There’s also less incentive to work because, thanks to higher tuition, attending or staying in college now depends so much on financial aid. And finally, both young immigrants in their twenties and older, semi-retired people supplementing their incomes have taken many jobs that native-born youths once held.

But that jump in the minimum wage has also played a role, as a 2010 study by economists William Even and David Macpherson for the Employment Policies Institute, which controlled for recessionary effects and the economic differences among states, makes clear.

As the much higher federal minimum wage took effect in three stages between 2007 and 2009, it cut into teen employment. In the nineteen states (including Virginia) that didn’t have a higher-than-federal minimum wage of their own in this period, it jumped from $5.15 an hour to $7.25.

The authors calculated that teen employment in Virginia was 7.2 percent lower than it would have been without the minimum-wage hike, which translated to about 8,600 fewer 16- to 19-year-olds working. Our experience was comparable to, but slightly worse than, that of the other states where the $2.10-per-hour increase occurred. In those states plus Virginia all told, there were 6.9 percent fewer teens holding jobs than there would have been.

Thirteen other states had a higher-than-federal minimum wage of their own in 2007, but then, due to the large federal increase, a lower-than-federal minimum wage by 2010. The result of the federal enactment, therefore, was to increase the minimum wage somewhat in the period after 2007, but by less than the full $2.10 seen in Virginia and elsewhere. Those states—in stark contrast to the ones with the $2.10 increase—lost only about 1 percent of the teen employment they would have had without the federal raise. Thus, the amount by which the minimum wage grew was a very important factor.

What about unemployment, the percentage of active job-seekers who are out of work? For Virginia teens, it’s far worse than the state’s general unemployment rate of 5.9 percent in July.
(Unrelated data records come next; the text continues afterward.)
PR #347, opened 2022-12-03
Assorted Meson nitpicks

amyspark:
Hi @mm2 @neheb @xclaesse,

This PR proposes several nitpicks to make the Meson toolchain feature compatible with the Autotools one.

I've **not** made attempts at being name or SOVERSION compatible, but I've tried to make as much of the version generation match the original (and thus not need to manually replace every time there's a release bump). I also completed the pkgconfig module to match the Autotools output, and completed the dependency detection to make sure it'll pick dependencies from both Meson wraps as well as pkg-config.

Fixes #336 
Supersedes #340


mm2:
A great contribution. Thank you so much.  Please allow me a day to check everything.

meson.build
```diff
@@ -31,10 +31,24 @@ if host_machine.endian() == 'big'
 endif
 
 # Check for threadsafe variants of gmtime
-if cc.has_function('gmtime_r', prefix: '#include <time.h>')
+if cc.has_header_symbol('time.h', 'gmtime_r')
```
neheb, line 34: So on MinGW in order for this to succeed, _POSIX_C_SOURCE must be passed.

neheb:
The minimum meson version is quite high. It should probably be compatible with 0.57.0 at a minimum.

mm2 (approved):
I have done some very small modifications, otherwise everything is OK. I will now run the extended testbed

mm2:
github test fails about minimum meson version. Could you somehow relax this?

plugins/threaded/include/lcms2_threaded.h
```diff
@@ -24,7 +24,7 @@
 
 #include "lcms2_plugin.h"
 
-#if !defined(CMS_IS_WINDOWS_) && defined(CMS_NO_PTHREADS)
+#ifdef CMS_NO_PTHREADS
```
amyspark, line 27: Reinstating `CMS_NO_PTHREADS` means that this plugin is effectively impossible to compile in Windows under MSVC.

https://github.com/mm2/Little-CMS/blob/c8ed7427b83df73f3039ef570c48c6b995c2a7ab/include/lcms2.h#L257-L263

`HasTHREADS` is only defined if pthreads was found.

meson.build
```diff
@@ -1,86 +1,177 @@
-project('Little-CMS', 'c',
+project(
+  'Little-CMS',
+  'c',
   version: '2.14',
-  meson_version: '>=0.48.0',
+  meson_version: '>=0.60.0',
```
amyspark, line 5: I need 0.60 because of the TIFF and JPEG lookup, as neither have a sane name with which to look them up.

For instance, libtiff is `libtiff-4` if asked through pkg-config, `libtiff` if it's a Meson wrap, or `TIFF` if it's CMake.

And libjpeg is the same, `jpeg` if it's the original, `libjpeg` if it's libjpeg-turbo and asked through its wrap or pkg-config. (This one has the added complexity of verifying the API version.)

plugins/threaded/include/lcms2_threaded.h
amyspark: @mm2 if we keep my original change, the plugin builds and passes the test suite without issue under Windows. Was blocking MSVC compatibility your intent?

meson.build
neheb: Sounds like a bug in the wrap. It should match the pkgconfig name.

neheb: ping @eli-schwartz

plugins/threaded/include/lcms2_threaded.h
mm2: Yep. That's for compiling the CMM with no thread support. Is refers NOT the phread library, but the capability of working with threads. This plugin needs threads so hence the check. Not sure if meson assumes this is the pthread library.

mm2: Forgot to comment... this is a configuration toggle defined in lcms2.h
If HasTHREADS is defined then it is forced to 1, but otherwise is up to user to decide if the CMM should be thread aware or not.

meson.build
amyspark: > Sounds like a bug in the wrap. It should match the pkgconfig name.

If built through CMake (the official way) it generates TiffTargets.cmake and libtiff-4.pc.

eli-schwartz: > For instance, libtiff is `libtiff-4` if asked through pkg-config, `libtiff` if it's a Meson wrap, or `TIFF` if it's CMake.

@amyspark for the record, this is a serious WrapDB policy violation if true -- it's flat-out forbidden.

The WrapDB's entire *reason* for existing, is to provide lookup-name parity with the official upstream project.

> Sounds like a bug in the wrap. It should match the pkgconfig name.

@neheb fortunately, it's not a WrapDB bug. The WrapDB specifies a `[provide]` section already that defines `libtiff-4 = libtiff4_dep`, and it is this that Meson uses to resolve the wrap.

`dependency('libtiff')` will fail, because it will not find any subproject providing such a dependency. As a last-ditch heuristic, it will attempt to configure `subproject('libtiff')` and check if it overrides `libtiff`, fail (because the libtiff wrap doesn't override any such thing) and, as a result of that failure, discard the libtiff subproject as unusable.

@amyspark at a minimum, you MUST remove `libtiff` from the lookup of tiff_dep, it will not do anything. The `tiff` one won't either, I'm pretty sure, because it needs to be uppercased to match CMake. In fact, libtiff itself doesn't install a cmake find_package configuration at all. (It does provide package exports, but not find_package anything. Darnedest thing I ever did see.) There's a totally unofficial FindTIFF.cmake shipped as part of the cmake sources.

I am curious if you actually tested this on a system without pkg-config but with cmake? Which makes me wonder why this project needs to support some totally unofficial ad-hoc cmake.org thing when you were happy with the version that didn't work. Maybe that means pkg-config is good enough?

I reiterate: upstream libtiff doesn't provide cmake find_package support anyway. All they provide is:
- pkg-config: `dependency('libtiff-4', method: 'pkg-config')`
- something which claims to be useful inside cmake's FetchContent exclusively

If you want libtiff upstream to provide cmake find_package support, you'll need to open a gitlab MR asking for it -- if you do so, please implement it via the name `find_package(libtiff-4)` to match the pkg-config file. :D

eli-schwartz: > And libjpeg is the same, jpeg if it's the original, libjpeg if it's libjpeg-turbo and asked through its wrap or pkg-config. (This one has the added complexity of verifying the API version.)

I'm interested in this claim too -- I just downloaded the IJG edition of libjpeg, and checked -- they provide the pkg-config name `libjpeg.pc`, just like libjpeg-turbo does.

Funny story: IJG only started providing a pkg-config file since 2018, two years after libjpeg-turbo started doing so.

Furthermore, libjpeg-turbo provides a cmake configuration only for `dependency('libjpeg-turbo', method: 'cmake')`, and IJG provides nothing at all.

Totally unofficial cmake.org stuff provides `FindJPEG.cmake`, which again needs capitalization that you did NOT add and perhaps did not test? and isn't the official way to look it up anyway.

I don't think you *can* look for libjpeg-turbo at all though, since that exposes a different ABI -- the `tj*` symbols instead of the `jpeg_*` ones. You don't want to find that at all via pkg-config, and you want to specify `modules: ` to cmake to get the correct library, so you'd have to first check for the generic pkg-config name, and then afterward check for -turbo via cmake only.

This could be handled, more or less, by adding a libjpeg dependency class to Meson and having it handle getting the cmake name correct. Projects like lcms would benefit automatically simply by optionally choosing to build them with a newer version of Meson.

meson.build
```diff
@@ -1,86 +1,177 @@
...
+      dependencies: jpeg_dep,
+    )
+    and cc.compiles(
+      '''
+    #include <stdio.h>
+    #include <stdlib.h>
+    #include <jpeglib.h>
+    #if JPEG_LIB_VERSION < 62
+    #error IJG JPEG library must be version 6b or newer!
+    #endif
```
eli-schwartz, line 95: This is... a LOT of tests just to check the version.

You will never find an IJG JPEG that old anyway, since they don't provide pkg-config until 9c. If this PR was updated to be compatible with CMake's totally unofficial FindJPEG.cmake, then that extracts the version from jpeglib.h or jconfig.h's `JPEG_LIB_VERSION` and sets it to the cmake variable JPEG_VERSION, which means that Meson will see that too.

No matter how you look at it, `jpeg_dep.version()` will provide a suitable version.

...

But also are there really people who still use the IJG version? Wow.

meson.build
```diff
@@ -1,86 +1,177 @@
...
-  link_with : liblcms2_lib,
-  include_directories : inc_dirs
+if tiff_dep.found()
+  if (
+    cc.check_header('tiff.h', dependencies: tiff_dep)
+    and cc.check_header('tiffio.h', dependencies: tiff_dep)
+    and cc.check_header('tiffconf.h', dependencies: tiff_dep)
+    and cc.has_function('TIFFOpen', dependencies: tiff_dep)
+    and cc.has_function('TIFFClientOpen', dependencies: tiff_dep)
+    and cc.has_function('TIFFIsByteSwapped', dependencies: tiff_dep)
```
eli-schwartz, line 124: Do you really need to check that all these functions exist? Are they likely to not exist? How would one get a libtiff without these?

Note that in configure.ac these checks are done only because AC_CHECK_LIB cannot tell if the tiff software is officially installed, and just does the equivalent of Meson's `cc.find_library()` -- so it is important to check that the library in question is the one you meant to find.

meson.build
```diff
@@ -1,86 +1,177 @@
...
+deps = [m_dep, threads_dep]
+
+subdir('include')
+subdir('src')
+subdir('testbed')
+subdir('utils')
+
+if get_option('samples').enabled()
+  subdir('utils/samples')
+endif
```
eli-schwartz, line 168: This is a tristate option, being misused to have two options mean the same thing. When configured with `-Dsamples=auto`, it is equivalent to disabling it entirely, when the semantic meaning is to check if required system dependencies and interfaces are available and it "can" be built.

plugins/threaded/include/lcms2_threaded.h
amyspark: > Not sure if meson assumes this is the pthread library.

It's the Autotools script that assumes so:

https://github.com/mm2/Little-CMS/blob/486b5f537b2cbb7848590f2d153afccbffee4170/configure.ac#L240-L250

The author of the Meson script assumed the (p)threads library is always available:

https://github.com/mm2/Little-CMS/blob/486b5f537b2cbb7848590f2d153afccbffee4170/meson.build#L48-L51

meson.build
amyspark: > I don't think you can look for libjpeg-turbo at all though, since that exposes a different ABI

I'm *not* looking for libjpeg-turbo, just for the libjpeg library it provides. However, said pkg-config file does *not* provide the correct (API) version in its file, hence the additional checks needed, which I ported from the Autotools script:

```
❯ cat /usr/local/lib/pkgconfig/libjpeg.pc
prefix=/usr/local/Cellar/jpeg-turbo/2.1.4
exec_prefix=/usr/local/Cellar/jpeg-turbo/2.1.4
libdir=/usr/local/Cellar/jpeg-turbo/2.1.4/lib
includedir=/usr/local/Cellar/jpeg-turbo/2.1.4/include

Name: libjpeg
Description: A SIMD-accelerated JPEG codec that provides the libjpeg API
Version: 2.1.4
Libs: -L${libdir} -ljpeg
Cflags: -I${includedir}
```

eli-schwartz: > However, said pkg-config file does not provide the correct (API) version in its file, hence the additional checks needed, which I ported from the Autotools script:

libjpeg-turbo was created by forking libjpeg 6b, so all versions of libjpeg-turbo are good enough. I suspect the checks ported from the autotools script are intended to detect IJG libjpeg 5 -- because 6b was released the same year LittleCMS was created.

Since that was back in 1998 I'm not sure how important it is to detect and properly error out in such a situation. :)

meson.build
```diff
@@ -1,86 +1,119 @@
...
+    cargs += '-DHAVE_GMTIME_S=1'
+  endif
 endif
 
-if cc.has_function_attribute('visibility:hidden')
-  cargs +='-DHAVE_FUNC_ATTRIBUTE_VISIBILITY=1'
+jpeg_dep = dependency('libjpeg', required: get_option('jpeg'))
+
+if jpeg_dep.found()
+  cargs += ['-DHasJPEG=1']
```
eli-schwartz, line 68: I grepped the sources and AFAICT it's an inefficiency of the configure.ac / Makefile.am that `HasJPEG`, `HasTIFF`, or `HasZLIB` are ever defined as compiler macros.

#348

mm2:
Almost. Still a math lib missing on ubuntu.

mm2:
Not sure about *.rc.in files.  Resource files are for windows only, and windows configuration is not handled by autoconf. Changing the build system to support configure on windows is out of scope. So, this will never be used. Or maybe is meson who creates the rc file? I confess I don't know much about meson. On the other hand, the plug-ins are intended to be linked statically, working as DLL has not been tested.

mm2:
Now there are only two issues blocking the merge:

-  An "undefined reference to symbol 'floor@@GLIBC_2.2.5'" in ubuntu-meson
-  The *.rc.in files, which are of no use but for Cygwin/Msys2 and those are unsupported.

@amyspark Could you please take a look? If you could solve those, I will be glad to do the merge. Thanks!

meson.build
amyspark: Alright, removed.

amyspark:
> The *.rc.in files, which are of no use but for Cygwin/Msys2 and those are unsupported.

Meson will use these files for all supporting Windows compilers, among them MSVC, which it is supported through your Projects folder. But there's more to it, see below.

> Or maybe is meson who creates the rc file?

That is correct. I made them as template files is to allow you to set the project version once, in the Meson file, and then the build system will update all the relevant version definitions by itself. (I've left the lcms2.h line out, which is the last instance of a hardcoded version, to ensure I didn't muck with the Autotools toolchain.)

> On the other hand, the plug-ins are intended to be linked statically, working as DLL has not been tested.

We ship the fast float plugin at Krita as a shared library for license reasons, it's been working great without any issues.

amyspark:
> Almost. Still a math lib missing on ubuntu.

Apologies, I hadn't noticed you used `-lm` there. Fixed.

mm2 (approved):
All seems ok to me.

amyspark:
> Tried to fix libm issue by myself and broke everything, sorry...

No problem, it was a simple fix: Meson takes dependencies as either a single one, or a list of them between brackets.

amyspark:
Oh, wow, I didn't know this repo had Github CI. I enabled it on my fork and have checked all build jobs pass.

https://github.com/amyspark/Little-CMS/actions/runs/3632086254

PR #348, opened 2022-12-04
configure.ac: do not define preprocessor symbols for Makefile conditions

eli-schwartz:
The dependency checks for jpeg/zlib/tiff are only used for determining which utils to add in the Makefile using AM_CONDITIONAL. There's no reason to also pass the Makefile conditional variables as C defines.

### DIFF
--- a/configure.ac
+++ b/configure.ac
@@ -302,7 +302,6 @@ fi
     else
 	LIB_JPEG='-ljpeg'
 	LIBS="$LIB_JPEG $LIBS"
-	AC_DEFINE(HasJPEG,1,Define if you have JPEG library)
 	AC_MSG_RESULT(yes)
         have_jpeg='yes'
     fi
@@ -343,7 +342,6 @@ then
     else
       LIB_ZLIB='-lz'
       LIBS="$LIB_ZLIB $LIBS"
-      AC_DEFINE(HasZLIB,1,Define if you have zlib compression library)
       AC_MSG_RESULT(yes)
       have_zlib='yes'
     fi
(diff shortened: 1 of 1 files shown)


mm2:
Is there any special reason to remove that? 
It is being used by extended testbed that is not on the open-source side.
I would like to know if the fact of defining those symbols affects any other package. Should not.

eli-schwartz:
The main reason is because it is confusing, see for example the Meson PR. It also extends the length of the command line by about 30 characters because the code uses DEFS instead of autoheader, so I figured it was nicer if it's not used.

I have no idea how the extended testbed works. :D Is it hooked into the autoconf code? Maybe it would be easy to simply transfer the defines to the testbed instead?

mm2:
>I have no idea how the extended testbed works. :D 
This is a detailed check I use in commercial applications. Basically, is a replacement of testcms2.c in the testbed directory. Since it checks and compares images, needs to know if TIFF/JPEG packages are installed. It uses this symbol at compile time.

> The main reason is because it is confusing, see for example the Meson PR. 
You should just ignore this. It is not used in normal operation.

> It also extends the length of the command line by about 30 characters
On Linux/Mac this is not a problem and configure.ac is only supported on Linux/Mac.

eli-schwartz:
Whether intentional/supported or not, it currently does build via configure.ac on MSYS2 for Windows. :D

mm2:
>Whether intentional/supported or not, it currently does build via configure.ac on MSYS2 for Windows. :D

Fortunate chance.  Began to work in c8ed7427b83df73f3039ef570c48c6b995c2a7ab and is not tested. Low priority since we have wsl and visual studio is free for personal use.

mm2:
Unfortunately, I cannot pick this one because it breaks the extended testbed and gives no benefits.

PR #358, opened 2023-01-25
Meson: skip utils with missing optional dependencies

lovell:
- `jpgicc` depends on optional `libjpeg`
- `tificc` depends on optional `libtiff-4`


mm2:
Thanks Lovell, meson build scripts are still in experimental state so any help is greatly appreciated

PR #360, opened 2023-03-02
meson: fix big endian cargs

nekopsykose:
otherwise they are a string and appending with + [""] later fails in
plugins/fast_float/testbed/meson.build:5:0: ERROR: The `+` operator of str does not accept objects of type list (['-DPROFILES_DIR="/home/buildozer/aports/main/lcms2/src/lcms2-2.15/plugins/test_profiles/"'])


hughsie:
This also fixes the Fedora s390x build, thanks @nekopsykose

PR #361, opened 2023-03-02
meson: Install psicc man page

Biswa96:


amyspark (commented):
Apologies for the mishap, it looks good!

PR #362, opened 2023-03-02
Fix compiling the samples using meson

hughsie:


amyspark (commented):
Apologies for the mishap, it looks good!

PR #1255, opened 2020-08-22
ICU-21242 rephrase documentation using term master 

sven-oly:
https://unicode-org.atlassian.net/browse/ICU-21242

### DIFF
--- a/icu4c/source/data/cldr-icu-readme.txt
+++ b/icu4c/source/data/cldr-icu-readme.txt
@@ -226,7 +226,7 @@ make check 2>&1 | tee /tmp/icu4c-newData-makeCheck.txt
 # Repeat steps 4-7 until there are no errors.
 
 # 9. You can also run the make check tests in exhaustive mode (these will also
-# be run automatically on the master branch after the merge resulting from this
+# be run automatically on the default branch after the merge resulting from this
 # integration):
 
 cd $ICU4C_DIR/source
--- a/icu4c/source/i18n/unicode/rbnf.h
+++ b/icu4c/source/i18n/unicode/rbnf.h
@@ -297,7 +297,7 @@ enum URBNFRuleSetTag {
  *   </tr>
  *   <tr>
  *     <td>x.0:</td>
- *     <td>The rule is a <em>master rule</em>. If the full stop in
+ *     <td>The rule is a <em>default rule</em>. If the full stop in
  *     the middle of the rule name is replaced with the decimal point
  *     that is used in the language or DecimalFormatSymbols, then that rule will
  *     have precedence when formatting and parsing this rule. For example, some
@@ -332,9 +332,9 @@ enum URBNFRuleSetTag {
  * algorithms: If the rule set is a regular rule set, do the following:
  *
  * <ul>
- *   <li>If the rule set includes a master rule (and the number was passed in as a <tt>double</tt>),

Teen unemployment was 19.6 percent this April—a full point lower than in the spring of 2011, but still distressingly high.

BLS data shows that as of May, teen unemployment nationally remained over 20 percent for the past 43 months, or three and a half years.

The Even-Macpherson study of the recent minimum-wage impacts is in keeping with a large body of scholarship. According to a 2007 peer review of the relevant economic studies, nearly all of those that offer the most credible evidence “point to negative employment effects” from the minimum wage.

Also, the studies that focus on “the least-skilled groups that are likely most directly affected by minimum wage increases” show there is “relatively overwhelming evidence of strong disemployment effects for these groups.”

In considering the wisdom of hikes in the minimum wage, or indeed of having such a requirement at all, the impact on young people deserves special emphasis because they’re so disproportionately affected.

Nearly half of the country’s 1.8 million minimum-wage employees in 2010, for example, were age 24 or under, according to an analysis of federal data in a study by the Cato Institute, released this June.

Another point suggested by the Cato analysis is that the families of working youngsters don’t actually need their income as often as we might imagine. Among families of teen minimum-wage employees, average income is about $70,000. Furthermore, just 16.8 percent of them are below the poverty line.

Thus, even more than is the case with adults, what a teenager is paid is less important than the fact that he or she is employed.
A recent report from the Idaho Freedom Foundation says it well: “Teens who hold a variety of jobs are often able to experience diverse fields of work, and thus develop a much broader base of knowledge which can become immensely valuable when selecting an occupation. The benefits of working as a teen also include a decreased likelihood of becoming involved with gangs or getting into trouble with the law.”

Moving young people onto the right path, in other words, involves good economics as well as good education. Sadly, the federal government makes this harder with a minimum wage that too many employers find too high to make hiring a teenager profitable.